ALLOWED = {"create_ticket", "enrich_indicator", "quarantine_email", "block_hash"}
REVIEW = {"isolate_host", "disable_user", "revoke_oauth_sessions"}
DENIED  = {"drop_production_db", "rewrite_firewall_wan"}
 
class Step(BaseModel):
    action: str
    risk: Literal["low", "medium", "high"]
 
class Plan(BaseModel):
    objective: str
    steps: List[Step]
 
def validate_plan(plan):
    errors = []
    actions = [s.action for s in plan.steps]
    if any(a in DENIED for a in actions):
        errors.append("Denied actions present.")
    if actions.count("isolate_host") > 1:
        errors.append("Too many isolate_host steps.")
    for a in actions:
        if a in REVIEW:
            errors.append(f"Action {a} requires approval.")
    return (len(errors) == 0, errors)

This validator ensures safety-first sequencing: low-risk steps first, manual review for critical actions.

Common pitfalls

Excessive autonomy too soon.
Mistaking agentic AI for a chatbot.
No separation of decision vs. approval roles.
Overprivileged tools violating least-privilege.
Ignoring prompt injection or goal hijacking testing.
Neglecting compliance under EU AI Act or data residency.
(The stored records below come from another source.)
PR #35793, opened 2025-04-03
[CONTP-698] fix bug in EntityID.Empty method

adel121:
### What does this PR do?

Fixes EntityID.Empty method. 

It should return `true` if prefix is empty or if the id is empty. 

Previously, it was returning true only if both of them are empty.

### Motivation

The entityID is composed of two parts:
- Prefix: ideally, should never be empty.
- ID: a unique identifier of the entity within the related prefix (example: a pod ui unique identifies an entityID given that the prefix is `kubernetes_pod_uid`)

Updated unit tests.

We already have e2e covering the tagger.

### Additional Notes

I checked where this method is used, and it should never be posing an issue because we have no case where we try tagging with an empty entity id by mistake. 

For example, [here](https://github.com/DataDog/datadog-agent/blob/6b94a52dc19bf92e1874592b8eccc660e2b0bedc/pkg/collector/corechecks/ebpf/oomkill/oom_kill.go#L107-L113) and [here](https://github.com/DataDog/datadog-agent/blob/6b94a52dc19bf92e1874592b8eccc660e2b0bedc/pkg/collector/corechecks/ebpf/tcpqueuelength/tcp_queue_length.go#L101-L108) we are getting container tags. But if the container id is empty, an error is returned even before calling the tagger.


comp/core/tagger/types/entity_id.go
```diff
@@ -29,7 +29,7 @@ type EntityID struct {
 
 // Empty returns true if prefix and id are both empty strings
```
gabedos, line 30: nit: method comment should replace "and" with "or"

gabedos (approved):
LGTM, small comment on test

comp/core/tagger/types/entity_id.go
```diff
@@ -27,9 +27,9 @@ type EntityID struct {
 	id     string
 }
 
-// Empty returns true if prefix and id are both empty strings
+// Empty returns true if either the prefix or id empty strings
 func (eid EntityID) Empty() bool {
-	return eid.prefix == "" && eid.id == ""
+	return eid.prefix == "" || eid.id == ""
```
wdhif, line 32: Although I agree with the change, we might want to be careful about it as this could lead to unforeseen changes. WDYT cc @davidor ?

wdhif (changes requested):

comp/core/tagger/types/entity_id.go
wdhif: Blocked the PR for now to avoid merging until we discuss this.

adel121: @wdhif 

To explain a bit, `eid.prefix` should follow the enum defined [here](https://github.com/DataDog/datadog-agent/blob/24b2bd028c7167a72c1268b24073bfa9567dde5d/comp/core/tagger/types/entity_id.go#L60-L81). 

In theory, the prefix should never be empty, and we already impose this constraint [here](https://github.com/DataDog/datadog-agent/blob/24b2bd028c7167a72c1268b24073bfa9567dde5d/comp/core/tagger/types/entity_id.go#L53).

So in essence, the condition `eid.prefix == "" || eid.id == ""` is equivalent to `eid.id == ""`. 

Additionally, I have just realised we can make this even more strict by asserting that the prefix belongs to the enum, instead of just verifying that it is not empty. I will push a commit to have this in place.

wdhif: Seen together, we decided to wait for the next release to have this change run in nightly for as long as possible.

comp/core/tagger/types/entity_id.go
```diff
@@ -27,9 +27,9 @@ type EntityID struct {
 	id     string
 }
 
-// Empty returns true if prefix and id are both empty strings
+// Empty returns true if either the prefix or id empty strings
 func (eid EntityID) Empty() bool {
```
wdhif, line 31: nit: We might also want to add unit tests for the `Empty` method in case someone would try to create an `EntityID` without using the `NewEntityID` method.

wdhif (approved):

comp/core/tagger/types/entity_id.go
adel121: I think it is ok not to have unit tests for this considering that it is only a simple one-line function, we will be testing the OR operator.

PR #35796, opened 2025-04-03
[AGENTRUN-201] Update RTLoader to use PyConfig

louis-cqrl:
### What does this PR do?

This PR aims to refactor RTLoader to use PyConfig to support python 3.13+ versions

### Motivation

Remove any usage of deprecated function in python 3.13+
Using PyConfig also enable the usage of python library such as `multiprocessing`

tests and CI
Manual QA (on windows and linux):
- Created a python check:
```
import os
import time
from multiprocessing import Process

def write_to_file(file_path, data, write_count=5, delay=1):
    """
    Writes the specified data to the given file multiple times with delays,
    printing process information to demonstrate concurrent execution.
    """
    start_time = time.time()
    print(f"[Process {os.getpid()}] Starting to write to {file_path} at {time.strftime('%X')}")
    
    try:
        with open(file_path, 'a') as f:
            for i in range(write_count):
                message = f"{data} - Line {i+1} (at {time.strftime('%X')} to PID: {os.getpid()})"
                f.write(message + "\n")
                f.flush()
                print(f"[Process {os.getpid()}] {message}")
                time.sleep(delay)
        elapsed = time.time() - start_time
        print(f"[Process {os.getpid()}] Finished writing to {file_path} at {time.strftime('%X')} (Elapsed: {elapsed:.2f} seconds)")
    except Exception as e:
        print(f"[Process {os.getpid()}] Error writing to {file_path}: {str(e)}")

class MultiFileCheck(AgentCheck):
    def check(self, instance):
        """
        Spawns 5 processes that concurrently write to 5 different files.
        """
        file_paths = [
            "/tmp/file1.txt",
            "/tmp/file2.txt",
            "/tmp/file3.txt",
            "/tmp/file4.txt",
            "/tmp/file5.txt"
        ]
        processes = []
        for idx, file_path in enumerate(file_paths, start=1):
            data = f"Datadog Check Data for File {idx}"
            p = Process(target=write_to_file, args=(file_path, data))
            processes.append(p)
            p.start()
        
        for p in processes:
            p.join()

        self.log.info("MultiFileCheck completed writing to all files.")
```
- Run the Agent
- Ensure the check is ran with `datadog-agent` status
- Ensure PID is different in each files
```
Datadog Check Data for File 2 - Line 5 (at 10:19:05 for PID: 364)
Datadog Check Data for File 4 - Line 5 (at 10:19:05 for PID: 2288)
Datadog Check Data for File 3 - Line 5 (at 10:19:05 for PID: 4260)
Datadog Check Data for File 1 - Line 5 (at 10:19:05 for PID: 5020)
Datadog Check Data for File 5 - Line 5 (at 10:19:05 for PID: 4712)
```

This should not have any effect on the existing processes

### Additional Notes

For the QA, run a VM on windows and linux:
- Ensure python is loaded
- Ensure python checks are running and working 
- Create a python check using `multiprocessing` library
- Ensure the custom check is working as expected


rtloader/three/three.cpp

Roadmap (90 Days → 12 months)

0–30 days
Choose one use case, define policies, enable audit logs.
30–90 days
Run POC in assisted mode, benchmark metrics.
3–6 months
Expand to low-risk incident response.
6–12 months
Institutionalize purple teaming, compliance readiness for EU AI Act, NIST AI RMF alignment.

Opportunity and responsibility

AI agents can drastically reduce incident response time and operational costs, while expanding threat coverage and resilience. Yet the same technology also empowers attackers.
The balance lies in strong AI governance, human oversight, guardrails, auditable workflows, adversarial testing, and compliance with NIST AI RMF, MITRE ATLAS, and EU AI Act. Organizations that start small, measure carefully, and iterate safely will harness agentic AI as a force multiplier—without succumbing to its risks.

Questions and answers

What differentiates an AI agent from a basic LLM?
An LLM responds to prompts; an AI agent perceives, plans, and acts through tools with memory and defined policies.
Will AI agents replace SOAR systems?
No. They extend them adding adaptability to rigid SOAR playbooks and enhancing contextual automation.
What are the main risks?
Prompt injection, jailbreaks, tool abuse, data poisoning, and model extraction. Use MITRE ATLAS to model threats.
How should autonomy levels be set?
Begin with assisted, then supervised; reserve autonomous for low-risk actions only.
What metrics matter most?
MTTD, MTTR, triage accuracy, rollback rate, human load reduction, and zero mis-action incidents.
How to protect sensitive data?
Use data minimization, token expiration, sandboxing, and end-to-end audit trails.
What is the role of NIST AI RMF?
A voluntary framework for AI risk management, promoting accountability, transparency, and continuous monitoring.
How does the EU AI Act affect SOC teams?
It mandates documentation, risk management, and post-market monitoring for high-risk or general-purpose AI systems.
Are attackers already using AI agents?
Yes, mainly for reconnaissance, phishing, and lateral movement automation.
How to begin safely?
Choose one use case, enforce guardrails, maintain human oversight, audit every action, and align with NISTand EU AI Act standards.